··· Data provided ···
PR #939, opened 2023-03-22
Treat *.ml{i} in Linguist as OCaml, mark *.t as undetectable

kevinji:
The Linguist stats on the bottom-right of the main page are incorrectly recognizing some files as SML; this fixes them to be OCaml instead.

### DIFF
--- a/.gitattributes
+++ b/.gitattributes
@@ -1,0 +1,2 @@
+*.ml linguist-language=OCaml
+*.mli linguist-language=OCaml
--- a/.gitattributes
+++ b/.gitattributes
@@ -1,2 +1,3 @@
 *.ml linguist-language=OCaml
 *.mli linguist-language=OCaml
+*.t -linguist-detectable


Julow (commented):
Thanks!

According to the search bar, many of the `.t` files deep in the `test/` directory are recognized as Perl or Raku. It seems that Linguist doesn't support cram tests, perhaps we can mark them as plain text ?

kevinji:
@Julow Just pushed a change to make `*.t` as undetectable.

Julow (approved):
Looks good to me :)

In the long term, it would be nice to have support for cram tests and odoc's `.mld` in Linguist.

panglesd:
From my tests, only some almost empty `.ml` seems to be recognized as Standard ML: https://github.com/search?q=repo%3Aocaml%2Fodoc+language%3A%22Standard+ML%22+&type=codelegacy

image

Julow:
@panglesd This looks like a bug in Linguist (OCaml should be selected over Standard ML in an OCaml project with `dune` and `opam` files) but that doesn't mean we shouldn't merge this.

panglesd (approved):
Oh sorry, I read too fast the thread, I thought it was `*.t` which was recognized as SML...

Yes, sure, let's merge!

gpetiot (approved):

PR #940, opened 2023-03-24
Fix hidden flag

panglesd:
Previously, the `--hidden` flag was used to set only the `Root.Odoc_file.compilation_unit` `hidden` field value.

Now, we also use it to set the `Lang.compilation_unit` `hidden` field value, so that they are in sync.

This allows to use the `--hidden` flag to not generate documentation, for instance when compiling a module solely to render its source (which happens for instance in the `single_mli` test, or in real life, `Astring` mli).

### DIFF
--- a/CHANGES.md
+++ b/CHANGES.md
@@ -4,6 +4,9 @@ UNRELEASED
 Additions
 - Source code rendering (@Julow, @panglesd, #909)
 
+Bugfixes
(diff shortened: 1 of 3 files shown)


gpetiot (approved):

Julow (approved):
Looks good to me as well :)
···
Action item: Pull each line containing "support" from the records.

Answer to the exercise:
According to the search bar, many of the `.t` files deep in the `test/` directory are recognized as Perl or Raku. It seems that Linguist doesn't support cram tests, perhaps we can mark them as plain text ?
In the long term, it would be nice to have support for cram tests and odoc's `.mld` in Linguist.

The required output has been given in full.